What to produce:
An exact reproduction of all entries is expected.

Records:
==========
PR #5235, opened 2021-04-12
Platform independent memory-only config option to be used in build

albertony:

Two things:
1. Run tests with memory-only configuration on all platforms (dependent on the next).
2. Continuation of  https://github.com/rclone/rclone/pull/5223:

    Case 1. --config /dev/null on Linux
    Case 2. --config NUL on Windows
    Case 3. --config ""
    Case 4. --config notfound

   Extending case 4 to any path where `notfound` is the file/base name.

##### Background for part 1

Previously used RCLONE_CONFIG="/notfound", assuming it was path to a non-existant file. Then at some point in time (quite recently) we started detecting this, as well as empty string and os null device, as an indicator of memory-only config. On most platforms the tests therefore automatically started to run with memory-only config. But on Windows the tests are run from Git (MSYS2) bash, which convertes the "/" into its internal filesystem root being the Git (MSYS2) installation directory. This means on Windows, the tests are now run with config path `C:/Program Files/Git/notfound`. No big deal, but its a discrepancy between tests run on Windows and Unix platforms, and also it is a bit confusing since the configured "reserved name" /notfound now is easily mistaken for a memory-only config.

##### Background for part 2

While doing part 1 another problem came up, due to the facts:

- /notfound does not work from Git/MSYS2 bash because it convertes the "/" into its internal filesystem root being the Git/ MSYS2 installation directory, and therefore rclone gets an absolute path which is not at the root and does not catch this as the memory-only identifier.
- Null device name is different on Windows and Linux.
- Environment variable cannot be set to empty string on Windows, there is no difference between unset variable and empty string variable.

The result of all this is that one cannot enable memory only config by setting environment variable RCLONE_CONFIG from a command that are executed on both Linux and on Windows via Git/MSYS2 bash... Which is exactly what I tried to do in the above mentioned PR, changing rclone's makefile for running the quick tests into using memory only config.

Fixed by checking any path where `notfound` is the file/base name, not just absolute path from root.

https://github.com/rclone/rclone/pull/5223#issuecomment-817974404

#### Checklist

### DIFF
--- a/docs/content/docs.md
+++ b/docs/content/docs.md
@@ -686,8 +686,8 @@ to run in "portable" mode by downloading rclone executable to a
 writable directory and then create an empty file `rclone.conf` in the
 same directory.
 
-If the location is set to empty string `""` or the special value
-`/notfound`, or the os null device represented by value `NUL` on
+If the location is set to empty string `""` or path to a file
+with name `notfound`, or the os null device represented by value `NUL` on
 Windows and `/dev/null` on Unix systems, then rclone will keep the
 config file in memory only.
 
@@ -1920,11 +1920,12 @@ Nevertheless, rclone will read any configuration file found
 according to the rules described [above](https://rclone.org/docs/#config-config-file).
 If an encrypted configuration file is found, this means you will be prompted for
 password (unless using `--password-command`). To avoid this, you can bypass
-the loading of the configuration file by overriding the location with an empty
-string `""` or the special value `/notfound`, or the os null device represented
-by value `NUL` on Windows and `/dev/null` on Unix systems (before rclone
-version 1.55 only this null device alternative was supported).
-E.g. `rclone --config="" genautocomplete bash`.
+the loading of the default configuration file by overriding the location,
+e.g. with one of the documented special values for memory-only configuration:
+
+```
+rclone genautocomplete bash --config=""
+```
 
 Developer options
 -----------------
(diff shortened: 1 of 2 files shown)


ncw:
Not sure I like the "0" special case very much.

How about if we detected the config string if it ends with `/notfound` or maybe `\notfound` also on Windows?

This should work around the git windows thing.

We appear to be doing this already in

    fstest/fstests/fstests.go:      if strings.HasSuffix(os.Getenv("RCLONE_CONFIG"), "/notfound") && *fstest.RemoteName == "" {

albertony:
> Not sure I like the "0" special case very much.

I like it better than /\notfound, but ok! 😃 

> How about if we detected the config string if it ends with `/notfound` or maybe `\notfound` also on Windows?

I can just do that, sure. And yes, I think we should treat both variants `/notfound` and `\notfound` as equivalent on Windows.

ncw (approved):
This looks fine now - please merge :-)

The whole `notfound` thing is a historical accident we should probably remove at some point but I think your fix looks good - thank.

albertony:
Great, thanks!

I must admit I like the `0` value a *tiny* bit less after thinking some more.. 😊 But I'm not saying I like it less than `notfound` yet... 😆 

> is a historical accident

I get it! 👍 

> please merge

Will do!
==========
Your solution:
PR #5235, opened 2021-04-12
Platform independent memory-only config option to be used in build

albertony:

Two things:
1. Run tests with memory-only configuration on all platforms (dependent on the next).
2. Continuation of  https://github.com/rclone/rclone/pull/5223:

    Case 1. --config /dev/null on Linux
    Case 2. --config NUL on Windows
    Case 3. --config ""
    Case 4. --config notfound

   Extending case 4 to any path where `notfound` is the file/base name.

##### Background for part 1

Previously used RCLONE_CONFIG="/notfound", assuming it was path to a non-existant file. Then at some point in time (quite recently) we started detecting this, as well as empty string and os null device, as an indicator of memory-only config. On most platforms the tests therefore automatically started to run with memory-only config. But on Windows the tests are run from Git (MSYS2) bash, which convertes the "/" into its internal filesystem root being the Git (MSYS2) installation directory. This means on Windows, the tests are now run with config path `C:/Program Files/Git/notfound`. No big deal, but its a discrepancy between tests run on Windows and Unix platforms, and also it is a bit confusing since the configured "reserved name" /notfound now is easily mistaken for a memory-only config.

##### Background for part 2

While doing part 1 another problem came up, due to the facts:

- /notfound does not work from Git/MSYS2 bash because it convertes the "/" into its internal filesystem root being the Git/ MSYS2 installation directory, and therefore rclone gets an absolute path which is not at the root and does not catch this as the memory-only identifier.
- Null device name is different on Windows and Linux.
- Environment variable cannot be set to empty string on Windows, there is no difference between unset variable and empty string variable.

The result of all this is that one cannot enable memory only config by setting environment variable RCLONE_CONFIG from a command that are executed on both Linux and on Windows via Git/MSYS2 bash... Which is exactly what I tried to do in the above mentioned PR, changing rclone's makefile for running the quick tests into using memory only config.

Fixed by checking any path where `notfound` is the file/base name, not just absolute path from root.

https://github.com/rclone/rclone/pull/5223#issuecomment-817974404

#### Checklist

### DIFF
--- a/docs/content/docs.md
+++ b/docs/content/docs.md
@@ -686,8 +686,8 @@ to run in "portable" mode by downloading rclone executable to a
 writable directory and then create an empty file `rclone.conf` in the
 same directory.
 
-If the location is set to empty string `""` or the special value
-`/notfound`, or the os null device represented by value `NUL` on
+If the location is set to empty string `""` or path to a file
+with name `notfound`, or the os null device represented by value `NUL` on
 Windows and `/dev/null` on Unix systems, then rclone will keep the
 config file in memory only.
 
@@ -1920,11 +1920,12 @@ Nevertheless, rclone will read any configuration file found
 according to the rules described [above](https://rclone.org/docs/#config-config-file).
 If an encrypted configuration file is found, this means you will be prompted for
 password (unless using `--password-command`). To avoid this, you can bypass
-the loading of the configuration file by overriding the location with an empty
-string `""` or the special value `/notfound`, or the os null device represented
-by value `NUL` on Windows and `/dev/null` on Unix systems (before rclone
-version 1.55 only this null device alternative was supported).
-E.g. `rclone --config="" genautocomplete bash`.
+the loading of the default configuration file by overriding the location,
+e.g. with one of the documented special values for memory-only configuration:
+
+```
+rclone genautocomplete bash --config=""
+```
 
 Developer options
 -----------------
(diff shortened: 1 of 2 files shown)


ncw:
Not sure I like the "0" special case very much.

How about if we detected the config string if it ends with `/notfound` or maybe `\notfound` also on Windows?

This should work around the git windows thing.

We appear to be doing this already in

    fstest/fstests/fstests.go:      if strings.HasSuffix(os.Getenv("RCLONE_CONFIG"), "/notfound") && *fstest.RemoteName == "" {

albertony:
> Not sure I like the "0" special case very much.

I like it better than /\notfound, but ok! 😃 

> How about if we detected the config string if it ends with `/notfound` or maybe `\notfound` also on Windows?

I can just do that, sure. And yes, I think we should treat both variants `/notfound` and `\notfound` as equivalent on Windows.

ncw (approved):
This looks fine now - please merge :-)

The whole `notfound` thing is a historical accident we should probably remove at some point but I think your fix looks good - thank.

albertony:
Great, thanks!

I must admit I like the `0` value a *tiny* bit less after thinking some more.. 😊 But I'm not saying I like it less than `notfound` yet... 😆 

> is a historical accident

I get it! 👍 

> please merge

Will do!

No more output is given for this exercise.